PR #173, opened 2016-09-19
Move/Assign/Remove associated elements

CamAnNguyen:
- When move, assign, or remove reaction/wellplate/screen, associated will also be processed
- Moving  a screen will also move its wellplates, and samples
-  Removing a screen only remove the screen, not the wellplates


Sergeykot:
:+1:

PR #175, opened 2016-09-20
Remove Reactant/Solvents counter

### LINKED ISSUE #506: Element details tab layout: segment tab to show if data present
As a ELNer 
Who has set my sample-tabs layout to hide most of the tabs globally 
When I open   sample with  segment data
I want  the tab of the segment to show up
so that I don t have to change the tabs layout

CamAnNguyen:
- Reactant and Solvents sample will not increase the counter any more.
- Reactant and Solvents short_label will now be 'reactants' or 'solvents'
- In ReactionDetails, only reactant/solvents IUPAC name with the link to its details.
- Resolve #506


Sergeykot:
:+1:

-------------------------

## What you should do
Each line of the data that contains "layout" belongs in the answer.

## Answer space
### LINKED ISSUE #506: Element details tab layout: segment tab to show if data present
Who has set my sample-tabs layout to hide most of the tabs globally 
so that I don t have to change the tabs layout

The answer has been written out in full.